Br J Clin Pharmacol. 2025 Sep 17. doi: 10.1002/bcp.70289. Online ahead of print.
ABSTRACT
Immune thrombocytopenia (ITP) is a rare autoimmune disorder characterized by platelet destruction. While most patients respond to first- or second-line therapies, a small subset is multirefractory. Fostamatinib, an oral spleen tyrosine kinase (SYK) inhibitor, is a therapeutic option in these cases. We report a case of an acute aortic dissection (AAD) occurring in a patient without traditional cardiovascular risk factors, 3 months after fostamatinib initiation. A 70-year-old woman with a 30-year history of ITP, unresponsive to multiple therapies, was treated with fostamatinib and achieved a complete haematologic response. She presented with sudden chest pain and was diagnosed with Stanford A (DeBakey type 1) AAD requiring emergency surgery. Histological analysis of her aortic tissue showed a 25% reduction in phosphorylated SYK expression compared to a control sample, without alteration in smooth muscle cell markers. The absence of predisposing conditions (hypertension, smoking, genetic disorders) led us to explore a potential link between fostamatinib and AAD. Experimental data suggest that SYK inhibition exacerbates aortic wall vulnerability, and off-target effects of fostamatinib on VEGF receptors may further weaken vascular integrity.
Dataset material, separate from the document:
PR #190, opened 2020-08-17
feat: add websocket watcher

zepatrik:
The websocket watcher is just any of the other watchers but piped through a websocket.


watcherx/websocket_client.go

This case highlights a possible association between fostamatinib and AAD, potentially mediated by SYK and VEGFR inhibition. While causality cannot be definitively established, clinicians should be vigilant when prescribing fostamatinib, even in patients without known risk factors for AAD. Further studies are needed to clarify the vascular safety profile of fostamatinib in ITP and other settings.